SELECT eid FROM t_entidades WHERE entidade_t LIKE '%cartography%' UNION SELECT entidade as eid FROM t_entidade_actividade ea INNER JOIN t_actividades a ON a. Aid = ea. Actividade WHERE a.

Actividade LIKE '%cartography%' And do you have indexes on the columns aid and actividade?

Indeed, the first sub-query is completely unnecessary. Your index suggestion for actividade was a good one. Forgot to create one, the difference however isn't that big.

I believe I don't need to create indexes for primary keys (aid), is that right? – andre matos Mar 3 at 10:41.

You have joins that really are unnecessary. I've come to use the rule of thumb that if I'm not actually using a field as part of the returned set, I try to use EXISTS tests instead of JOINING. Something like: SELECT te.

Eid FROM t_entidades AS te WHERE te. Entidade_t LIKE '%cartography%' OR EXISTS ( SELECT 1 FROM t_entidade_actividade AS ea WHERE ea. Entidade = te.

Eid AND EXISTS ( SELECT 1 FROM t_actividades AS ta WHERE ta. Aid = ea. Actividade AND ta.

Actividade LIKE '%cartography%' ) ).

Seems a nice way of avoiding JOINS but also makes queries a bit cumbersome... Thanks for your effort anyway. – andre matos Mar 3 at 10:40 It's really not so much about avoiding JOINS, it's more about the query analyzer and final query plan. Although the query syntax is a bit cumbersome, your original complaint seems to have been performance based.

The above query should run more efficiently and quickly. Each database query analyzer works a bit differently, but EXISTS tests are usually much quicker than JOINS when you are trying to elimate results from the results set. – GunnerL3510 Mar 3 at 21:06 Thanks for the explain on EXISTS, didn't knew they are faster than JOINS.. About your query, it does perform better than my #1 but for smaller filters such as %car% the UNION (#2) is still faster.

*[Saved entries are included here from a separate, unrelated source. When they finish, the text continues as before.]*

Issue #1872, opened 2026-05-25
Add a custom type for extension properties exception


AndreiKingsley:
Nice to have it for implementing/improvement extension properties exceptions (#1742).

zaleslaw:
Could you please clarify the description/the header, add motivation (why?), and the idea of naming/draft, if you have something

Issue #1871, opened 2026-05-25
Add / improve custom exceptions


AndreiKingsley:
Now we use mostly `error`, `require` or throw common exceptions. We should introduce custom exceptions.

We have some:
https://github.com/Kotlin/dataframe/tree/master/core/src/main/kotlin/org/jetbrains/kotlinx/dataframe/exceptions
but most cases are not covered / not used. 
We have  https://github.com/Kotlin/dataframe/blob/master/core/src/main/kotlin/org/jetbrains/kotlinx/dataframe/exceptions/ColumnNotFoundException.kt
that are not used anywhere!

It can also significantly improve DF debugging — exception should contain df/row/column field for that purpose.

Jolanrensen:
Even better would be Rich Errors https://github.com/Kotlin/KEEP/blob/main/proposals/KEEP-0441-rich-errors-motivation.md once they arrive. But until then, yes, DataFrameException all the way ;P

zaleslaw:
Please collect more cases. I believe it's an important topic, on the other hand, Kotlin leads us to avoiding the custom Exceptions which differ only in messages

koperagen:
As a part of this we could proofread exceptions, make rendering of types / classes consistently formatted:

<img width="2126" height="294" alt="Image" src="https://github.com/user-attachments/assets/2f540d18-ea4d-4f64-8f6a-c46b77ea58d5" />

PR #1873, opened 2026-05-25
Added try-catch for column access with a detailed error messages

AndreiKingsley:
Library codegen implementation of #1742.

I want to add the same codegen to Compiler Plugin.

Can be improved with #1871 and #1872, but for now I added simple different exception handling `error`. 

Requires new doc page from #1870.

### DIFF
--- a/core/src/main/kotlin/org/jetbrains/kotlinx/dataframe/impl/codeGen/CodeGeneratorImpl.kt
+++ b/core/src/main/kotlin/org/jetbrains/kotlinx/dataframe/impl/codeGen/CodeGeneratorImpl.kt
@@ -299,7 +299,7 @@ internal open class ExtensionsCodeGeneratorImpl(private val typeRendering: TypeR
         propertyType: String,
         getter: String,
         visibility: String,
-        columnName: String
+        columnName: String,
     ): String {
         // jvm name is required to prevent signature clash like this:
         // val DataRow<Type>.name: String
--- a/core/src/main/kotlin/org/jetbrains/kotlinx/dataframe/impl/codeGen/CodeGeneratorImpl.kt
+++ b/core/src/main/kotlin/org/jetbrains/kotlinx/dataframe/impl/codeGen/CodeGeneratorImpl.kt
@@ -277,19 +277,29 @@ internal open class ExtensionsCodeGeneratorImpl(private val typeRendering: TypeR
 
     private val troubleshootingLink = ""
 
-    // TODO: improve with custom errors: #1871, #1872
-    private fun generateTryCatchColumnAccess(columnAccessCode: String, columnName: String): String =
-        """
-        try {
-            $columnAccessCode
-        } catch (e: Exception) {
-             when {
-                e is IllegalArgumentException -> error(message = "Column not found exception in the generated DataFrame extension property '$columnName': " + e.getLocalizedMessage() + ". See $troubleshootingLink for more information.")
-                e is ClassCastException -> error(message = "Incorrect column type exception in generated DataFrame extension property '$columnName': " + e.getLocalizedMessage() + " See $troubleshootingLink for more information.")
-                else -> error(message = "Unexpected exception in generated DataFrame extension property '$columnName'. Please report it to https://github.com/Kotlin/dataframe/issues." + "Exception message: " + e.toString())
+    /**
+     * Generate a try-catch block for column accessor with custom error messages.
+     *
+     * Catch any exception. Returns an `error()` with a special message. Can be improved with custom exception (#1872).
+     *
+     * 1) IllegalArgumentException -> most probably column not found. Should be replaced with a custom exception (#1871)
+     * 2) ClassCastException -> most probably incorrect column type. Should be replaced with a custom exception (#1871)
+     * 3) else -> unexpected exception.
+     */
+    private fun generateTryCatchColumnAccess(columnAccessCode: String, columnName: String): String {
+        val renderedColumnName = renderStringLiteral(columnName)
+        return """
+            try {
+                $columnAccessCode
+            } catch (e: Exception) {
+                 when (e) {
+                    is IllegalArgumentException -> error(message = "Column not found exception in the generated DataFrame extension property '$renderedColumnName': " + e.getLocalizedMessage() + ". See $troubleshootingLink for more information.")
+                    is ClassCastException -> error(message = "Incorrect column type exception in generated DataFrame extension property '$renderedColumnName': " + e.getLocalizedMessage() + " See $troubleshootingLink for more information.")
+                    else -> error(message = "Unexpected exception in generated DataFrame extension property '$renderedColumnName'. Please report it to https://github.com/Kotlin/dataframe/issues." + "Exception message: " + e.toString())
+                }
             }
-        }
-        """.trimIndent()
+            """.trimIndent()
+    }
 
     private fun generatePropertyCode(
         marker: IsolatedMarker,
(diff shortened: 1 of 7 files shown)


core/src/main/kotlin/org/jetbrains/kotlinx/dataframe/impl/codeGen/CodeGeneratorImpl.kt
```diff
@@ -274,6 +275,32 @@ internal open class ExtensionsCodeGeneratorImpl(private val typeRendering: TypeR
...
+     * 3) else -> unexpected exception.
+     */
+    private fun generateTryCatchColumnAccess(columnAccessCode: String, columnName: String): String {
+        val renderedColumnName = renderStringLiteral(columnName)
+        return """
+            try {
+                $columnAccessCode
+            } catch (e: Exception) {
+                 when (e) {
+                    is IllegalArgumentException -> error(message = "Column not found exception in the generated DataFrame extension property '$renderedColumnName': " + e.getLocalizedMessage() + ". See $troubleshootingLink for more information.")
```
Jolanrensen: these may require imports, you could put the FQ name here

core/src/main/kotlin/org/jetbrains/kotlinx/dataframe/impl/codeGen/CodeGeneratorImpl.kt
```diff
@@ -274,6 +275,32 @@ internal open class ExtensionsCodeGeneratorImpl(private val typeRendering: TypeR
 
     private fun String.removeQuotes() = this.removeSurrounding("`")
 
+    private val troubleshootingLink = ""
+
+    /**
+     * Generate a try-catch block for column accessor with custom error messages.
+     *
+     * Catch any exception. Returns an `error()` with a special message. Can be improved with custom exception (#1872).
```
Jolanrensen: an *IllegalStateException, `error()` is just the function that triggers it

core/src/main/kotlin/org/jetbrains/kotlinx/dataframe/impl/codeGen/CodeGeneratorImpl.kt
```diff
@@ -274,6 +275,32 @@ internal open class ExtensionsCodeGeneratorImpl(private val typeRendering: TypeR
...
+    private fun generateTryCatchColumnAccess(columnAccessCode: String, columnName: String): String {
+        val renderedColumnName = renderStringLiteral(columnName)
+        return """
+            try {
+                $columnAccessCode
+            } catch (e: Exception) {
+                 when (e) {
+                    is IllegalArgumentException -> error(message = "Column not found exception in the generated DataFrame extension property '$renderedColumnName': " + e.getLocalizedMessage() + ". See $troubleshootingLink for more information.")
+                    is ClassCastException -> error(message = "Incorrect column type exception in generated DataFrame extension property '$renderedColumnName': " + e.getLocalizedMessage() + " See $troubleshootingLink for more information.")
+                    else -> error(message = "Unexpected exception in generated DataFrame extension property '$renderedColumnName'. Please report it to https://github.com/Kotlin/dataframe/issues." + "Exception message: " + e.toString())
```
Jolanrensen: it may be better to manually throw the IllegalStateException, because then you can add the cause there

Jolanrensen (changes requested):

core/src/main/kotlin/org/jetbrains/kotlinx/dataframe/impl/codeGen/CodeGeneratorImpl.kt
```diff
@@ -274,6 +275,34 @@ internal open class ExtensionsCodeGeneratorImpl(private val typeRendering: TypeR
...
+     * 3) else -> unexpected exception.
+     */
+    private fun generateTryCatchColumnAccess(columnAccessCode: String, columnName: String): String {
+        val renderedColumnName = renderStringLiteral(columnName)
+        return """
+            try {
+                $columnAccessCode
+            } catch (e: kotlin.Exception) {
+                 val msg = when (e) {
+                    is kotlin.IllegalArgumentException -> "Column not found exception in the generated DataFrame extension property '$renderedColumnName': " + e.getLocalizedMessage() + ". See $troubleshootingLink for more information."
```
Jolanrensen: Is there a reason you mix string templates and `+` here, actually? Just curious :)

core/src/main/kotlin/org/jetbrains/kotlinx/dataframe/impl/codeGen/CodeGeneratorImpl.kt
```diff
@@ -274,6 +275,34 @@ internal open class ExtensionsCodeGeneratorImpl(private val typeRendering: TypeR
...
+                    is kotlin.ClassCastException -> "Incorrect column type exception in generated DataFrame extension property '$renderedColumnName': " + e.getLocalizedMessage() + " See $troubleshootingLink for more information."
+                    else -> "Unexpected exception in generated DataFrame extension property '$renderedColumnName'. Please report it to https://github.com/Kotlin/dataframe/issues." + "Exception message: " + e.toString()
```
Jolanrensen: The `+` here is unnecessary

Jolanrensen:
you've got some failing tests :)

core/src/main/kotlin/org/jetbrains/kotlinx/dataframe/impl/codeGen/CodeGeneratorImpl.kt
AndreiKingsley: For me just better readability. But let's be consistent and idiomatic, ok.

Jolanrensen: you can also use a string builder if that looks more readable :)

AndreiKingsley:
@Jolanrensen this PR is not supposed to me merged (most probably) — @koperagen doesn't want to change EP logic on library side, but I need you review on it because it's much easier to review it here rather then in Compiler Plugin.

core/src/main/kotlin/org/jetbrains/kotlinx/dataframe/impl/codeGen/CodeGeneratorImpl.kt
AndreiKingsley: I rewrote with better templates!

core/src/main/kotlin/org/jetbrains/kotlinx/dataframe/impl/codeGen/CodeGeneratorImpl.kt
```diff
@@ -274,6 +274,39 @@ internal open class ExtensionsCodeGeneratorImpl(private val typeRendering: TypeR
...
+     * Catch any exception. Throws an [IllegalStateException] with a special message and original exception.
+     * Can be improved with custom exception (#1872).
+     *
+     * 1) IllegalArgumentException -> most probably column not found. Should be replaced with a custom exception (#1871)
+     * 2) ClassCastException -> most probably incorrect column type. Should be replaced with a custom exception (#1871)
+     * 3) else -> unexpected exception.
+     */
+    private fun generateTryCatchColumnAccess(columnAccessCode: String, columnName: String): String {
+        val renderedColumnName = renderStringLiteral(columnName)
+        return $$"""
```
Jolanrensen, line 291: nice `$$` usage :) but can you indent the code a bit further to the right? It's currently left of the `return`. Also if you assign it to a variable first, you can annotate it with `@Language("kotlin")` which might be nice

– andre matos Mar 4 at 9:42.

Each of the two sets of IDs are produced in quite different ways, so put them in separate queries and use a UNION to merge them together at the end. It also cuts out the useless outer scan of t_entidades in query 1 that just passes through IDs from the where clause. (Not that it's relevant to PostgreSQL, but it also makes it clear that the two scans could be run in parallel and then merged, but never mind).

I cant really gove you an answer,but what I can give you is a way to a solution, that is you have to find the anglde that you relate to or peaks your interest. A good paper is one that people get drawn into because it reaches them ln some way.As for me WW11 to me, I think of the holocaust and the effect it had on the survivors, their families and those who stood by and did nothing until it was too late.

Different queries, same result (it seems), completly different performance… Why?

Related Questions

What is the relative performance of SPARQL queries vs native relational queries?

If I analyse a position which has already been analysed, but take more time now, so that the result would be better, is the better result automatically stored, overwriting the lesser result?

JOIN queries vs multiple queries?

Yes, flashback queries can be performed using TopLink's historical query support. Historical queries are described in the answer to the question: How do I query historical data?

For LevelDB, how can I get the performance of random writes as same as claimed “official” performance report?

I want to completly restore my computer from scratch. I don't have a reboot disc anymore. all I have is a disc I used to update xp to vista?